I know she will love nursery it's just the thought of leaving her but in another 5 months she will be much bigger and a different baby.
I'm going to take her to nursery a few times before she actually starts to get her familiar with the place.
I've put her name down for a nursery I like but still waiting to hear if she has a place or not.
Now I'm worrying that she won't get a place and I've not put her name down anywhere else!
Going to ring the nursery later and have a chat with them xx
Hi OP, sorry if I bring in a negative opinion but here is what I experienced. Am sure am not in the majority but I have an October born who started nursery in October last year (when she was 1) and it didn't go very well! She only did 3 mornings but fell very ill almost every week...I later realised that Autumn is the worst time for colds and viruses for the healthiest of us. So for a little baby who's immune system is delicate, October was probably the worst time to have started nursery! She was there for 2 months and was ill with colds, coughs and high temperatures almost every week! Finally I had to stop. Gave her a long break over Christmas and then put her at a childminder for 3-4 full days. I have to say the difference is huge. She's not been ill, is well cared for and seems much more happier and content. I think the personal touch of the cm coupled with fewer children ( and hence bugs) has worked well for her.
With my older one I used a CM until she was 2 when she went to nursery and loved it from then. I did it differently this time thinking I had been too cautious last time around. But I've been proven wrong.
Maybe mine was a kind of child for whom nursery wasn't meant to work. Need not be the same for everyone. Or perhaps at a different time of year she may have settled better.
I would say - given that you might start in October like me - please consider all options and see what might suit your child best.

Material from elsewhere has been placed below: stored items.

PR #642, opened 2022-03-23
[EventFiltering, PWGHF] Add possibility to apply ML models to all the charm hadron species and add cut for D* soft pion

fgrosa:


fgrosa:
@vkucera the modification in the HF code is minimal (only a namespace for a `LabeledArray` for BDT selections), could you have a look and see whether it is fine for you? Thanks!

vkucera (approved):

PR #646, opened 2022-03-24
DPG: add protection for tracks without particle

mario-krueger:


alibuild (dismissed):

mario-krueger:
hi @TimoWilken,
is there a way to trigger self approval again after updating a PR?
Seems like this does not restart automatically.

alibuild (approved):

mario-krueger:
hi,
ah nice thanks. This was the trick I was looking for :)

PR #647, opened 2022-03-25
[DPG] updates in ITS bitmap tests for qaImpPar.cxx and qaEventTracks.cxx

mfaggin:


DPG/Tasks/qaEventTrack.cxx
```diff
@@ -342,11 +342,16 @@ void qaEventTrack::processReco(const C& collision, const T& tracks)
...
       }
     }
+    bool trkHasITS = false;
     for (unsigned int i = 0; i < 7; i++) {
       if (track.itsClusterMap() & (1 << i)) {
+        trkHasITS = true;
         histos.fill(HIST("Tracks/ITS/itsHits"), i, itsNhits);
       }
     }
+    if (!trkHasITS) {
```
mario-krueger, line 352: would not if(!itsNhits) do the same without the need for the additional variable 'trkHasITS'?

mfaggin: Maybe yes, indeed. But maybe is it worthwhile to have this new bool as well to check some possible pathologic cases? Not sure if it can happen that nITShits is non null but the hitmap is not filled (it shall never happen, but maybe worthwhile to have this crosscheck as well?)

mario-krueger (approved):

PR #650, opened 2022-03-29
First version of Nucleus Tree Creator

fbellini:


PWGLF/TableProducer/LFTreeCreatorNuclei.cxx
```diff
@@ -0,0 +1,177 @@
...
+    // Filling event properties
+    rowCandidateFullEvents.reserve(collision.size());
+    rowCandidateFullEvents(
+      collision.bcId(),
+      collision.numContrib(),
+      collision.posX(),
+      collision.posY(),
+      collision.posZ(),
+      0,  // iseventselected //to be set
+      1); // runnumber //to be sets
```
njacazio, line 142: this you can probably set it via: `collision.bc().runNumber()`

PWGLF/TableProducer/LFTreeCreatorNuclei.cxx
```diff
@@ -0,0 +1,177 @@
...
+  using TrackCandidates = soa::Filtered<soa::Join<aod::Tracks, aod::TracksExtra, aod::TracksExtended, aod::TrackSelection,
+                                                  aod::pidTPCFullPi, aod::pidTOFFullPi,
+                                                  aod::pidTPCFullKa, aod::pidTOFFullKa,
+                                                  aod::pidTPCFullPr, aod::pidTOFFullPr,
+                                                  aod::pidTPCFullDe, aod::pidTOFFullDe,
+                                                  aod::pidTPCFullHe, aod::pidTOFFullHe>>;
+
+  void process(soa::Filtered<soa::Join<aod::Collisions,
+                                       aod::EvSels>>::iterator const& collision,
+               TrackCandidates const& tracks)
```
njacazio, line 131: Here you could subscribe to BCs  `aod::BC const&` to have the info about the run number later

PWGLF/TableProducer/LFTreeCreatorNuclei.cxx
```diff
@@ -0,0 +1,177 @@
...
+  {
+    // Filling event properties
+    rowCandidateFullEvents.reserve(collision.size());
+    rowCandidateFullEvents(
+      collision.bcId(),
+      collision.numContrib(),
+      collision.posX(),
+      collision.posY(),
+      collision.posZ(),
+      0,  // iseventselected //to be set
```
njacazio, line 141: Since this is supposed to be working on Run3 data we can start adding the ev. sel. statement e.g. `collision.sel8()`

njacazio (commented):
@fbellini great, thanks a lot! I'm still wondering if TableProducer is the best place for this task as it just provides filtering for the data and it is not used by other tasks.
What do you think, shall we move it to tasks?

PWGLF/TableProducer/LFTreeCreatorNuclei.cxx
fbellini: Hi @njacazio, I have set runnumber as suggested. 
On the folder to store the tree creator, I have chosen TableProducer as it is done similarly in HF.
We can move it to tasks, if you believe it is a better place.

PWGLF/TableProducer/LFTreeCreatorNuclei.cxx
fbellini: See above.

PWGLF/TableProducer/LFTreeCreatorNuclei.cxx
fbellini: Done.

njacazio (dismissed):

njacazio:
We need still to fix the formatting before merging

PWGLF/TableProducer/LFTreeCreatorNuclei.cxx
iarsene: Hi @njacazio and @fbellini,
I would say that this task can stay in TableProducer since it indeed produces skims. However, for these skims to be used properly in a consumer task, one has to move the data model definition to a separate header, which can be visible to more than just this task. I guess this can be the topic of a future PR. 
I also see that this PR is modifying the aodMerger.cxx. Is this really intended ? Then maybe @jgrosseo should have a look.

jgrosseo: Thanks for flagging. This must be the result of an invalid merge. @fbellini please check before making the PR if you touch unexpected files. Github nicely shows the changes and one can scroll through...

jgrosseo: I think it sneaked in later when you pushed 
image

fbellini: @jgrosseo, @iarsene hi! Thank you for spotting this mistake and sorry for messing up with my previous push. It was due to a misconfiguration of my fork. Hopefully my settings are ok now and it should not happen again. 
To answer @iarsene, yes, I can provide the separate header in a future PR. Thanks for the suggestion.

njacazio (approved):
Perfect, this PR is now, clean! Thanks a lot!

njacazio (approved):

In response to artistic's observation about the bugs etc - DS does seen to have a frequently runny nose (and brings most of them home and spreads them about) but I don't actually think that - unless there is a specific medical condition that impacts on their immune system - they do have a 'delicate' immune system, they just hasn't been exposed to as many bugs as the rest of us yet so are more likely to get a sniffle. DS is frequently sniffly but it doesn't seem to bother him and it had reduced since he started nursery - for us it was an observation rather than a problem but as artistic has pointed out all DC are different!
My 11 month old started this week. He cried when I took him home yesterday! He's always loved being around other kids and being busy so it's great for him.
My son was ill for 8 weeks solidly when he started nursery like artistics however since then (he's now 4yo) he's barely had anything. I think a solid bout of illness is par for the course at some point in childhood when they first attend a setting, you either get it over when they're young and nursery or when they start preschool/reception but it will happen at some point!